Thursday, September 01, 2005
Where is the love?
If you have at all been watching the news of the devestation in New Orleans and the Gulf Coast, you're probably, like me, in a state of shock. The destruction and chaos are unreal. It's like something from an apocalypse movie. When, since the great Chicago Fire of over 100 years ago have we seen a major American city simply wiped out?

And it's hard to know what to say or think or feel about this whole thing. The mass of human tragedy seems overwhelming, and the looting, violence, and inadequecy of response by our government drives one only to frustration and outrage. It is shameful that (some) people in New Orleans are responding with violence and theft rather than by coming alongside and helping their neighbors, and it is even more shameful that our government agencies are responding so slowly and so inadequately. There are so many questions: Why did we wait till after the hurricane to declare an official evacuation? Why has it taken over three days to get a substantial force of peacekeepers and rescue workers to the area? Why aren't we airdropping food and water and medicine to the thousands of people waiting at places like the New Orleans Convention Center, the Superdome, and along the highways? (Didn't we have supplies going to Southeast Asia within hours after the Tsunami last December?) Has having our troops and resources tied up in Iraq affected our ability to respond to those in need here in our own country? (I just heard that a few years ago the Bush Administration cut funding to the project that was supposed to repair and strengthen the New Orleans levees, because they needed the money and the engineers involved to rebuild Iraq.) What madness is driving people in New Orleans to shoot at medical choppers and attack police officers trying to help? And is it possible that racial and socio-economic issues are affecting the way we (i.e. our government and we as the American people) are responding to this crisis? (Would we be responding differently right now - faster, with more urgency, with more nationwide public involvement - if the majority of people stranded in New Orleans were white and middle class? I don't want to think so, but you have to wonder what role race and class are playing in all this... especially when you see things like this.)

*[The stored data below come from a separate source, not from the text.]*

PR #691, opened 2015-12-16
Use SSL cert store instead of temp file

msufa:
Expired temp files caused SSLError exceptions when trying to connect to k8s cluster API.

### References
 - Jira link: 

### Risks
 - None


jonmoter:
:+1:

PR #694, opened 2015-12-18
Simplify and fix deploy output when restarting

steved:
Pending non-production jobs should never be a thing, so I removed the approve UI for that.

@zendesk/samson


app/helpers/deploys_helper.rb
```diff
@@ -1,8 +1,26 @@
...
+      output << Samson::Hooks.render_views(:deploy_view, self, deploy: @deploy, project: @project)
+
+      if deploy_queued?
+        output_hidden = true
+        output << render('queued')
+      elsif @deploy.waiting_for_buddy?
+        output_hidden = true
+        output << render('buddy_check', deploy: @deploy)
+      end
+    elsif @deploy.active?
```
henders: Was this put in just to allow current tests to pass?

steved: Job execution is disabled while the server is restarting but there are still jobs pending. This is actually the fix, to properly show a queued message when that happens.

steved:
bump

PR #697, opened 2015-12-18
Revert "timeout"

steved:
This reverts commit 3dfbcdd316ea3222aeaaab8ab7a96b24f74e9430.


jonmoter:
It was 5 before the referenced commit, why the change to 15?

steved:
I'm trying to figure out if there's actually a failing test or 5s is just too small. I don't want to be re-running travis.

jonmoter:
Okay.  :+1:

PR #698, opened 2015-12-21
Kubernetes : new Deployment API and adapted DeployWatcher

sbrnunes:
PR created in top of #685 and #689, containing the changes to the DeployWatcher to track an ongoing deployment (i.e., using the Deployments API).

/cc @msufa, @henders, @jonmoter

### Tasks
 - [x] DeployWatcher should track events for any Release regarding the given Project
 - [x] DeployWatcher should synchronise the DB with the current state in the cluster before it starts watching for events
 - [x] When creating a new Release, if there's a ongoing Deployment, the current watcher must be stopped before a watcher is created (to avoid concurrent updates)
 - [ ] Tests 

####  A simple Release: 
https://drive.google.com/open?id=0B8-_opV53zzXVmhuSnIyb0ppdWs
#### Creating a new Release when another is ongoing: 
https://drive.google.com/open?id=0B8-_opV53zzXR0RXUVktX1kyWG8


sbrnunes:
@henders, @msufa : before reviewing this PR, #685 should be merged into master to reduce the changes on this one. I branched from #685 because I needed the UI functionality.

Gemfile.lock
```diff
@@ -199,8 +199,7 @@ GEM
     hashie (3.4.3)
     hike (1.2.3)
     hitimes (1.2.3)
-    hitimes (1.2.3-java)
-    http (0.9.8)
+    http (1.0.1)
```
msufa: We need to fix the `http` version to `0.9.8`. The current `http` versions `>= 1.0.0` don't support `Celluloid::IO` which we need for non blocking IO in our watchers, see: https://github.com/httprb/http/wiki/Parallel-requests-with-Celluloid::IO

plugins/kubernetes/app/decorators/project_decorator.rb
```diff
@@ -54,6 +54,10 @@ def name_for_label
     name.parameterize('-')
   end
 
+  def deploy_watcher_actor_name
```
msufa: Wouldn't it be cleaner if the deploy watcher handled generating it's own name (like the cluster watchers)? This way the project code needs to be kinda aware of the existence of watchers.

plugins/kubernetes/app/models/concerns/kubernetes/api/deleted_pod.rb
```diff
@@ -0,0 +1,9 @@
+module Kubernetes
+  module Api
+    module DeletedPod
```
msufa: Some documentation for this class would be useful. It's not obvious what it's for at first glance.

plugins/kubernetes/app/models/concerns/kubernetes/deploy_yaml.rb
```diff
@@ -30,10 +34,43 @@ def raw_template
       @raw_template ||= build.file_from_repo(kubernetes_role.config_file)
     end
 
-    def add_labels
-      labels.each do |key, value|
+    # This key replaces the default kubernetes key: 'deployment.kubernetes.io/podTemplateHash'
+    # This label is used bu kubernetes to identify a RC and corresponding Pods
```
msufa: `used by`

plugins/kubernetes/app/models/concerns/kubernetes/has_status.rb
```diff
@@ -0,0 +1,13 @@
...
+
+    STATUSES.each do |s|
+      define_method("#{s}?") { status == s }
+    end
+  end
+
+  def status=(new_status)
+    super new_status.to_s
+  end
+end
```
msufa: Shouldn't this module also host the `fail!` method used to fail release docs?

plugins/kubernetes/app/models/kuber_deploy_service.rb
```diff
@@ -60,4 +60,11 @@ def log(msg, extra_info = {})
 
     Kubernetes::Util.log msg, extra_info
   end
+
+  # Starts a new deploy watcher, forcing it to get in synch with the cluster
+  def start_watching_cluster
+    watcher = Celluloid::Actor[project.deploy_watcher_actor_name]
+    watcher.terminate if watcher and watcher.alive?
+    Celluloid::Actor[project.deploy_watcher_actor_name] = Watchers::DeployWatcher.new(project)
```
msufa: Shouldn't this watcher be supervised?

plugins/kubernetes/app/models/kubernetes/api/pod.rb
```diff
@@ -5,17 +5,39 @@ def initialize(api_pod)
...
+        @pod.metadata.labels.release_id.to_i
+      end
+
+      def deploy_group_id
+        @pod.metadata.labels.deploy_group_id.to_i
+      end
+
+      def role_id
+        @pod.metadata.labels.role_id.to_i
+      end
```
msufa: We could generate all 4 methods to DRY things up.

plugins/kubernetes/app/models/kubernetes/release.rb
```diff
@@ -14,9 +15,9 @@ class Release < ActiveRecord::Base
     validates :status, inclusion: STATUSES
     validate :docker_image_in_registry?, on: :create
 
-    STATUSES.each do |s|
-      define_method("#{s}?") { status == s }
-    end
+    scope :not_dead, -> { where.not(status: :dead) }
+    scope :excluding, ->(ids) { where.not(id: ids) }
+    scope :with_not_dead_release_docs, -> { joins(:release_docs).where.not(Kubernetes::ReleaseDoc.table_name => { status: :dead }) }
```
msufa: I'm not yet sure where this is used, but as a precaution, we also have a `failed` status, does it qualify as `dead` as well in this context?

plugins/kubernetes/app/models/kubernetes/release.rb
```diff
@@ -74,6 +69,21 @@ def create_release_docs(params)
...
+    def update_status(release_doc)
+      case
+      when release_docs.all?(&:live?) then self.status = :live
+      when release_docs.all?(&:dead?) then self.status = :dead
+      when release_doc.spinning_up? then self.status = :spinning_up
+      when release_doc.spinning_down? then self.status = :spinning_down
+      when release_docs.any?(&:dead?) then self.status = :spinning_down
+      end
+      save!
+    end
```
msufa: What about `failed` release docs, should we handle them here in any way?

plugins/kubernetes/app/models/kubernetes/release_doc.rb
```diff
@@ -36,36 +33,44 @@ def service
...
+      when live_pods > replicas_live && !failed? then self.status = :spinning_up
+      when live_pods < replicas_live then self.status = :spinning_down
       end
       save!
     end
 
+    def update_replica_count(new_count)
+      self.replicas_live = new_count
+      save!
+    end
```
msufa: Why not just call `update_attribute`?

plugins/kubernetes/app/models/kubernetes/role_config_file.rb
```diff
@@ -36,7 +29,10 @@ def parse_replication_controller
 
     def parse_service
       service_hash = as_hash('Service')
-      @service = Service.new(service_hash) unless service_hash.nil?
+      @service = Service.new(service_hash, :recurse_over_arrays => true) unless service_hash.nil?
```
msufa: Adding `recurse_over_arrays` here is obsolete as the `Service` initializer handles that.

plugins/kubernetes/app/models/watchers/base_cluster_watcher.rb
```diff
@@ -8,8 +8,9 @@ class BaseClusterWatcher
 
     finalizer :stop_watching
 
-    def initialize(watch_stream)
-      @watch_stream = watch_stream
+    def initialize(args)
+      @cluster = args[:cluster]
+      @watch_stream = args[:watch_stream]
```
msufa: I'm a bit confused here. The initializer expects a hash, while the `supervise` call below passes in just the cluster. How does that even work? :)

msufa: Ok, I see now. Derived `initialize` turns the cluster into a hash with the cluster & stream and passes it to superclass. Maybe composition in this case would be better than inheritance, we seem to be stretching thing a bit.

plugins/kubernetes/app/models/watchers/cluster_pod_watcher.rb
```diff
@@ -2,16 +2,20 @@ module Watchers
...
+      super({
+        cluster: cluster,
+        watch_stream: cluster.client.watch_pods
+      })
     end
 
     private
 
     def handle_notice(notice)
+      debug notice.to_s
```
msufa: The notice is already logged in the base watcher.

plugins/kubernetes/app/decorators/project_decorator.rb
sbrnunes: Humm, I did this because I needed the same Actor name on the KuberDeployService, but you're right, I could have created a class method on the DeployWatcher that, given a project, returns the Actor name.

I'll change that. It was dumb to put this in the project.

plugins/kubernetes/app/models/watchers/deploy_watcher.rb
```diff
@@ -7,113 +6,211 @@ class DeployWatcher
...
+    def initialize(project)
+      @project = project
       @pod_timer = after(ENV.fetch('KUBERNETES_POD_TIMEOUT', 10.minutes).to_i) { pod_timeout }
-      info "Start watching K8s deploy: #{@release}"
+      start_watching
+    end
+
+    def start_watching
+      sync_with_cluster
+      info 'Start watching for deployments'
```
msufa: Adding the project name to the trace would give us more valuable info.

plugins/kubernetes/app/models/concerns/kubernetes/api/deleted_pod.rb
sbrnunes: Fair enough. :)

I actually would like to get @henders opinion on this. I'm dynamically extending the Pod objects with this module when we get a deleted Pod in the DeployWatcher. Is this an acceptable pattern in Ruby?

plugins/kubernetes/app/models/concerns/kubernetes/deploy_yaml.rb
sbrnunes: Good eyes man... :smile:

plugins/kubernetes/app/models/watchers/deploy_watcher.rb
```diff
@@ -7,113 +6,211 @@ class DeployWatcher
...
-                        handle_pod_update(release_doc, data)
-                      end
-      if release_updated
-        send_event(role: release_doc.kubernetes_role.name,
-                   deploy_group: release_doc.deploy_group.name,
-                   target_replicas: release_doc.replica_target,
-                   live_replicas: release_doc.replicas_live,
-                   failed: release_doc.failed?)
-        end_deploy if deploy_finished?
+      subscribe("pod-events-project-#{@project.id}", :handle_event)
```
msufa: It would be good to have the topic constructed in a single place. Right now it's built both here and in the pod watcher.

plugins/kubernetes/app/models/concerns/kubernetes/has_status.rb
sbrnunes: Good point! I'll move it there. It didn't occur to me, but makes sense, specially because we use the same method for Release and ReleaseDoc, I think.

plugins/kubernetes/app/models/watchers/deploy_watcher.rb
```diff
@@ -7,113 +6,211 @@ class DeployWatcher
...
+    end
+
+    def handle_event(topic, message)
+      notice = message.notice
+      info "Got message on topic: #{topic}. Type of message: #{notice.object.kind}"
```
msufa: `info` is a bit to broad, we will flood the logs. I'd suggest `debug`.

plugins/kubernetes/app/models/kuber_deploy_service.rb
sbrnunes: I gave up on my intention of having this DeployWatchers always active, because it would mean a live and running instance of the watcher per project. In my opinion, that's a big overhead for Samson, but that's something I wanted to discuss with you and @henders.

If we decide to go along that path then, yes, I think this could become a supervised Actor that we just need to restart each time a new Release is created (to force it to get in-sync with the Cluster).

plugins/kubernetes/app/models/watchers/deploy_watcher.rb
```diff
@@ -7,113 +6,211 @@ class DeployWatcher
...
+
+      case
+      when notice.object.kind == 'Event' then handle_event_update(message)
+      when notice.object.kind == 'Pod' then handle_pod_event(message)
```
msufa: Maybe rename the handler to `handle_pod_update`. We have "event" in both lines, it might confuse people.

plugins/kubernetes/app/models/kubernetes/api/pod.rb
sbrnunes: Good point.

Personally, I tend to avoid using metaprogramming for this things, because you loose the IDE assistance when you do it, but it appears to be a common approach in Ruby, so... I'll do it. ;)

plugins/kubernetes/app/models/kubernetes/release.rb
sbrnunes: Nop. `dead` represents a old release / release_doc. It's dead, gone, we don't care about it anymore. :)

This is used to reconcile old releases with the Cluster: if there's a new release being deployed, we're fetching and marking as `dead` each previous Release that:
- is not dead
- does not have a pod being shutdown in the cluster

plugins/kubernetes/app/models/kubernetes/release.rb
sbrnunes: I think we shouldn't. From what I understood, ReleaseDocs gets updated to failed when we get a failed Pod. Releases get updated to fail when we reach the timeout. Am I correct? If so, I think we should ignore a `failed` ReleaseDoc and not update the Release.

Were you doing something in here? Did I miss something in the merge process?

plugins/kubernetes/app/models/kubernetes/release_doc.rb
sbrnunes: Because I'm dumb. :)
Honestly, forgot about it.

plugins/kubernetes/app/models/kubernetes/role_config_file.rb
sbrnunes: Oh, good catch.
I added it here first, before adding the flag to the initializer. Forgot to remove it form here.

plugins/kubernetes/samson_kubernetes.gemspec
```diff
@@ -3,7 +3,7 @@ Gem::Specification.new 'samson_kubernetes', '0.0.1' do |s|
   s.description = 'TBD'
   s.authors = ['Jon Moter', 'Maciek Sufa', 'Sergio Nunes', 'Shane Hender']
   s.email = 'jmoter@zendesk.com'
-  s.add_runtime_dependency 'kubeclient', '>= 0.9'
+  s.add_runtime_dependency 'kubeclient', '>= 1.0.0'
   s.add_runtime_dependency 'celluloid'
   s.add_runtime_dependency 'celluloid-io'
   s.add_runtime_dependency 'http'
```
msufa: Need to update this to `s.add_runtime_dependency 'http', '= 0.9.8'`

plugins/kubernetes/app/models/watchers/base_cluster_watcher.rb
sbrnunes: Now I'm the one confused. :)

What do you have in mind with composition in this case? Making `ClusterPodWatcher` and `ClusterErrorPodWatcher` own a ClusterWatcher? I can't see what else could be extracted.
I know Composition tends to be better than inheritance, but in this case... I'm missing how it could make this more clean.

An alternative to creating the hash would be to pass only the cluster and have a template method on the BaseClusterWatcher, overrided in the child classes, that given a cluster returns the required stream. Would you prefer this approach?

plugins/kubernetes/app/models/watchers/cluster_pod_watcher.rb
sbrnunes: Yep, noticed that in the meantime. I already removed this. Thanks for the heads up anyway.

plugins/kubernetes/app/models/watchers/deploy_watcher.rb
sbrnunes: Will do.

plugins/kubernetes/app/models/watchers/deploy_watcher.rb
sbrnunes: You're right. It's redundant. I'll think about it.

plugins/kubernetes/app/models/watchers/deploy_watcher.rb
sbrnunes: This should be debug. Thanks for the heads up.

plugins/kubernetes/samson_kubernetes.gemspec
sbrnunes: Will do.

plugins/kubernetes/test/controllers/kubernetes_dashboard_controller_test.rb
```diff
@@ -1,34 +1,42 @@
...
     before do
       Kubernetes::Cluster.any_instance.stubs(:client).returns(Kubeclient::Client.new('http://cluster.localhost'))
-      stub_request(:get, %r{http://cluster\.localhost.*}).to_return(body: '{}')
     end
 
     it 'returns an empty array if no pods are running' do
-      get :index, project_id: :foo, environment: environments(:production).id, format: :json
+      environment.cluster_deploy_groups.each do |cluster_deploy_group|
+        stub_request(:get, %r{http://cluster\.localhost.*/namespaces/#{cluster_deploy_group.namespace}.*})
+          .to_return(body: '{}')
```
msufa: Do we actually need to stub it for every deploy group, can't we do it once for all like it was done originally?

plugins/kubernetes/test/controllers/kubernetes_dashboard_controller_test.rb
```diff
@@ -1,34 +1,42 @@
...
     end
 
     it 'passes correct params to client' do
-      Kubeclient::Client.any_instance.expects(:get_pods).once.with(
-          { namespace: 'test_namespace', label_selector: 'project=project' }).returns([])
-      # expect this call at least once because we might have more deploy groups configured
-      Kubeclient::Client.any_instance.expects(:get_pods).at_least_once.with(
-          { namespace: 'default', label_selector: 'project=project' }).returns([])
-      get :index, project_id: :foo, environment: environments(:production).id, format: :json
+      Kubeclient::Client.any_instance.expects(:get_pods).times(2).returns([])
```
msufa: This test no longer does what it was supposed to do, namely, check if the correct `namespace` and `label_selector` are passed to the client. Now it just checks that the client is called twice.

plugins/kubernetes/test/controllers/kubernetes_dashboard_controller_test.rb
```diff
@@ -36,30 +44,112 @@
 
   private
 
-  def api_response
-    response = JSON.parse(parse_json_response_file('kubernetes_pod_api_response'))
```
msufa: Since you decided not to use template files, you might as well remove `parse_json_response_file` from `test_helper.rb` and remove the .json templates themselves from the `samples` dir.

plugins/kubernetes/test/controllers/kubernetes_dashboard_controller_test.rb
```diff
@@ -36,30 +44,112 @@
...
-  end
-
   def compare_json(expected, actual)
     expected_json = JSON.parse(expected)
     actual_json = JSON.parse(actual)
-    [expected_json, actual_json].each do |json|
-      delete_ids_from json # drop IDs, they're generated
-    end
-    actual_json.must_equal expected_json
+    expected_json.must_equal actual_json
```
msufa: If I remember correctly, the previous version of this assertion was intentional, so that the test output in case of a failure correctly identifies the expected and actual values.

plugins/kubernetes/test/controllers/kubernetes_dashboard_controller_test.rb
sbrnunes: Can't remember, I think I had problems with this and had to stub one request for each namespace. Can try to change it back and see if it still works.

plugins/kubernetes/test/controllers/kubernetes_dashboard_controller_test.rb
sbrnunes: You're absolutely right. Can't remember why I changed this. For sure, it was failing because of some change, but should have updated the expectation instead of taking it out. I'll review this.

plugins/kubernetes/test/controllers/kubernetes_dashboard_controller_test.rb
sbrnunes: I think I removed them in the branch that is focused solely in the tests. In this PR I just tried to fix the tests that were failing.

plugins/kubernetes/test/controllers/kubernetes_dashboard_controller_test.rb
sbrnunes: Humm, I think I got confused here with the order of the expected / actual values.

plugins/kubernetes/app/models/kuber_deploy_service.rb
sbrnunes: I actually gave it another thought and started supervising it. We can restart it, anyway, and having it supervised protects us from any unexpected crash, which is good if we're in the middle of a deployment: if it crashes, Celluloid will bring it back, the watcher will get in-sync with the cluster and proceed with the deployment.

So, good point in here. Thanks.

plugins/kubernetes/app/models/kubernetes/release.rb
msufa: You're right @sbrnunes, I was just making sure we didn't miss anything.

plugins/kubernetes/app/models/concerns/kubernetes/deploy_yaml.rb
```diff
@@ -30,10 +34,43 @@ def raw_template
       @raw_template ||= build.file_from_repo(kubernetes_role.config_file)
     end
 
-    def add_labels
-      labels.each do |key, value|
+    # This key replaces the default kubernetes key: 'deployment.kubernetes.io/podTemplateHash'
+    # This label is used by kubernetes to identify a RC and corresponding Pods
+    def set_rc_unique_label_key
+      template.spec.uniqueLabelKey = CUSTOM_UNIQUE_LABEL_KEY
```
msufa: This doesn't seem very unique to me :) If there are multiple deployments going on, won't they interfere with each others replication controllers?

sbrnunes: He He this is confusing.

So, that `CUSTOM_UNIQUE_LABEL_KEY`, which I have set to `rc_unique_identifier`, is just the name of the key that is going to be used to store the RC unique identifier which, by default, is `deployment.kubernetes.io/podTemplateHash`. But the identifier itself will be unique and auto-generated in the cluster. We don't have control over that.

The reason why I changed this key name was to make it more meaningful, when looking at the cluster data but also when using it on the code.

plugins/kubernetes/app/models/kubernetes/release_doc.rb
```diff
@@ -36,36 +33,44 @@ def service
...
+    def update_replica_count(new_count)
+      update_attributes!(replicas_live: new_count)
+    end
+
+    def live_replicas_changed?(new_count)
+      new_count != replicas_live
+    end
+
+    def can_recover?(failed_pods)
+      failed_pods == 0
```
msufa: Why not use `failed_pods.zero?` like a few lines above?

So this means that if a single pod fails we can no longer recover? Why the need for a timeout in such a case?

plugins/kubernetes/app/models/kubernetes/role_config_file.rb
```diff
@@ -21,11 +14,11 @@ def initialize(contents, file_path)
...
-      parse_replication_controller
+      parse_deployment
       parse_service
     end
 
-    def parse_replication_controller
+    def parse_deployment
       deployment_hash = as_hash('Deployment')
       raise 'Deployment specification missing in the configuration file.' if deployment_hash.nil?
       @deployment = Deployment.new(deployment_hash, :recurse_over_arrays => true)
```
msufa: Sorry, just noticed `recurse_over_arrays` is redundant here as well.

plugins/kubernetes/app/models/watchers/cluster_pod_error_watcher.rb
```diff
@@ -2,34 +2,38 @@ module Watchers
...
     end
 
-    def project_name(involved_object)
-      pod = @client.get_pod(involved_object.name, involved_object.namespace)
-      pod.metadata.labels ? pod.metadata.labels.project : nil
+    def get_pod(involved_object)
+      api_pod = cluster.client.get_pod(involved_object.name, involved_object.namespace)
+      Kubernetes::Api::Pod.new(api_pod)
     rescue KubeException => e
-      if e.error_code == 404
```
msufa: Checking for the 404 was done to handle events for deleted pods where we could not get the pod through the `get_pod` call anymore. Now it seems we ignore all errors coming from the API.

plugins/kubernetes/app/models/watchers/cluster_pod_watcher.rb
```diff
@@ -2,16 +2,20 @@ module Watchers
...
 
     private
 
     def handle_notice(notice)
-      if notice.object.metadata.labels
-        project = notice.object.metadata.labels['project']
-        publish(project, notice) if project
+      pod_event = Events::PodEvent.new(notice)
+
+      error("Invalid Kubernetes event: #{notice}") unless pod_event.valid?
```
msufa: Why not put that in an `else` clause of the below `if`?

plugins/kubernetes/app/models/watchers/deploy_watcher.rb
```diff
@@ -1,119 +1,254 @@
...
-        error 'invalid k8s pod event'
-        false
+    # From the target environment for the current Release, fetches all existing Pods from the corresponding
+    # Kubernetes Clusters and updates the internal data structures used by the watcher.
+    def fetch_cluster_data
+      env = release_env(last_release(project))
+      env.cluster_deploy_groups.each do |cdg|
+        cdg.cluster.client.get_pods(namespace: cdg.namespace, label_selector: "project_id=#{project.id}").each do |pod|
+          update_rc_pods(Kubernetes::Api::Pod.new(pod))
+        end
```
msufa: This code looks very similar to what's happening in the dashboard controller. Maybe we could extract fetching pods for a specific environment and project to a single place?

plugins/kubernetes/app/models/kubernetes/release_doc.rb
sbrnunes: This line is being used by the deploy watcher to drive the way how we update the release doc. Each time we get a cluster event (pod error), we calculate the current amount of failed pods. If it reached zero, it means the release doc can recover and we can proceed with a regular update (status, live replicas, etc). But if the current amount is still greater than zero, we update only the live replicas and leave the status as `failed`.

plugins/kubernetes/app/models/kubernetes/role_config_file.rb
sbrnunes: Thanks. Another good catch. ;)

plugins/kubernetes/app/models/watchers/deploy_watcher.rb
```diff
@@ -1,119 +1,254 @@
...
     end
 
-    def release_doc_from_rc_name(name)
-      @release.release_docs.select { |doc| doc.replication_controller_name == name }.first
+    # Will mark as :dead each previous Release for which there is no Pod in the cluster.
+    # Will mark as :dead each ReleaseDoc belonging to a previous Release for which there is no Pod in the cluster.
+    def reconcile_old_releases
+      excluded_from_sync = release_ids_from_cluster << last_release(project).id
+
+      scope = project.kubernetes_releases.excluding(excluded_from_sync)
```
msufa: `scope` sounds very JS like here, why not simply call it `previous_releases`?

plugins/kubernetes/app/models/watchers/deploy_watcher.rb
```diff
@@ -1,119 +1,254 @@
...
+      update_rc_pods(pod)
+      release = Kubernetes::Release.find(pod.release_id)
+      release_doc = release.release_doc_for(pod.deploy_group_id, pod.role_id)
+
+      live_pods = count_live_pods(pod.rc_unique_identifier)
+      failed_pods = count_failed_pods(pod.rc_unique_identifier)
 
-      if pod_event.deleted?
-        rc.delete(pod_event.pod.name)
+      if !recoverable_fail?(release_doc, failed_pods)
```
msufa: `unless`?

plugins/kubernetes/app/models/watchers/deploy_watcher.rb
```diff
@@ -1,119 +1,254 @@
...
+      rcs.map { |_, pods| pods.map { |_, pod| pod.release_id } }.flatten.uniq
+    end
+
+    def last_release(project)
+      project.kubernetes_releases.last
+    end
+
+    def count_live_pods(rc_unique_identifier)
+      rc = rc_pods(rc_unique_identifier)
+      rc.reduce(0) { |count, (_, pod)| count += 1 if pod.live? && !deleted?(pod); count }
```
msufa: Something doesn't feel right if we can have pods that are both live and deleted. Maybe the `Deleted` pod module could override `live?` and set it to `false` so we don't need to check both?

plugins/kubernetes/test/controllers/kubernetes_dashboard_controller_test.rb
```diff
@@ -36,30 +44,112 @@
...
+          }
+        }
+      }
+    }
+  end
+
+  def add_role(response, release_doc)
+    response << role_template(release_doc.kubernetes_role) unless response.any? { |role|
+      role.id == release_doc.kubernetes_role.id
+    }
```
msufa: We should use `do` for multiline blocks I guess.

plugins/kubernetes/test/controllers/kubernetes_dashboard_controller_test.rb
```diff
@@ -36,30 +44,112 @@
...
+  end
+
+  def release_template(release, release_doc)
+    RecursiveOpenStruct.new({
+      'id': release.id,
+      'build': release.build.label,
+      'target_replicas': release_doc.replica_target,
+      'live_replicas': 1
+    })
+  end
```
msufa: I used a JSON template file for 2 reasons:
- It's easy to see the actual structure of the data, which could be useful for someone new starting work on this area of the code.
- You could have an error in your code which generates the requests and expected responses, causing the tests to return false positives. I wouldn't be sure if everything works fine just by looking at the test code.

It's all a matter of preference though :)

plugins/kubernetes/app/models/concerns/kubernetes/deploy_yaml.rb
msufa: Gotcha! I realised that after going through the rest of the code. Sorry! :)

plugins/kubernetes/app/models/kubernetes/release_doc.rb
msufa: OK, got it. Maybe we could call the method `recovered?` in this case to make things more obvious?

plugins/kubernetes/app/models/watchers/cluster_pod_error_watcher.rb
sbrnunes: The problem was that any other errors apart from 404 were causing the exception to be raised and the actor to crash. Even though it is supervised, between crashing and restarting, we were loosing events, thus, the UI was not being updated correctly. So, my thinking here is: we make an attempt to get the Pod. If it fails, we log the exception and return `nil`. Then, in the method `handle_notice`, we ignore the event if we were unable to get the Pod.

Example of an error that was causing the watcher to crash: 401 error returned by the Cluster when querying for a Pod that no longer exists, after the internal event history in Kubernetes has been wiped out (apparently, there's a treshhold in Kubernetes after which the obsolete events (events related to non-existent resources) are cleaned.

I was able to see this happening quite a lot when triggering several consecutive releases, some of them with a big number of replicas.

plugins/kubernetes/app/models/watchers/cluster_pod_watcher.rb
sbrnunes: For no reason at all. I'll change it.

plugins/kubernetes/app/models/watchers/deploy_watcher.rb
sbrnunes: Yeah... I was also thinking about that. And also that some of the code in this Watcher could, maybe, be refactored out to a separate class (e.g., KuberSynchronizationService).

I won't do it in this PR, but I'll keep a mental note to review this.

plugins/kubernetes/app/models/watchers/deploy_watcher.rb
sbrnunes: LOL, I was actually following the pattern I've seen in another places in Samson.
I noticed that when performing searches using `ActiveRecord` scopes, and in particular when building a search using different scopes, we tend to use a scope variable to denote the `ActiveRecord::Relation` returned from calling each scope.

plugins/kubernetes/app/models/watchers/deploy_watcher.rb
sbrnunes: Good catch.

plugins/kubernetes/app/models/watchers/deploy_watcher.rb
sbrnunes: Humm, that's a good suggestion, yes. That hasn't crossed my mind because I've been treating the `live?` and `deleted?` concepts as completely independent, as this information comes from different sources, but no harm should come from doing that. I'll give it a try.

plugins/kubernetes/test/controllers/kubernetes_dashboard_controller_test.rb
sbrnunes: Fair point. I'll change that.

plugins/kubernetes/test/controllers/kubernetes_dashboard_controller_test.rb
sbrnunes: I had to change it because I wanted to generate the whole response payload programatically, from all the `releases` and `release_docs` coming from fixtures. The alternative would have been to access each item in the response items array and update manually each of the values that I wanted to make sure that were added to the response. It wouldn't be very flexible.

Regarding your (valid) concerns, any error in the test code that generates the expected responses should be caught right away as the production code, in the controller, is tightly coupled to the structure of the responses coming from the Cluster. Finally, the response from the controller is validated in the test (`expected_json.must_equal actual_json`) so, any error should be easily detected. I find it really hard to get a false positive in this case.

And then there are the theological questions... Why did God allow (or cause?) this to happen? Is it possible that this is a form of divine judgment? (Some people though 9/11 was a judgment from God, and a hurricane is a much more obvious "act of God" than a terrorist attack.) Illinois Governor Blagojovich said on the news that this was a reminder from God that we human beings, despite our technology and our ingenuity, are still very small; that there are forces still much more powerful than us. Is he right? Is it possible that this hurricane was sent to humble us as Americans? To shake us out of our complacency and show us that we are not as safe and secure and in control as we like to imagine we are? Could it possibly force us to finally shift our attention and effort and resources away from destroying other people's countries and towards rebuilding our own? Could that be part of God's intention in allowing this to happen to us? Don't get me wrong, I'm not making any definite judgments or statements here. I'm just asking the questions that I'm sure have been raised in many minds in the aftermath of Katrina.

But regardless of what the "reason" for this disaster is, our required response is clear. We must reach out to love and help our neighbor. I see so many people desperate for food and water and to get out of New Orleans and reestablish some kind of life and I wonder what we can do to help. I was so gratified to see that some of the first people on the scene to help (even just hours after the storm passed) were the Southern Baptists. Way to go Church! I wonder what it would be like if churches all across the nation committed to help in similar ways. Right now the biggest problem is just getting people out of New Orleans and to places where they can recover and be helped. What if churches were to simply rent buses, send them to New Orleans, and ship people back to sleep in their facilities, in their church buildings? Why don't we do that? What's stopping us? Let's just go for it. Let's be Jesus to those people.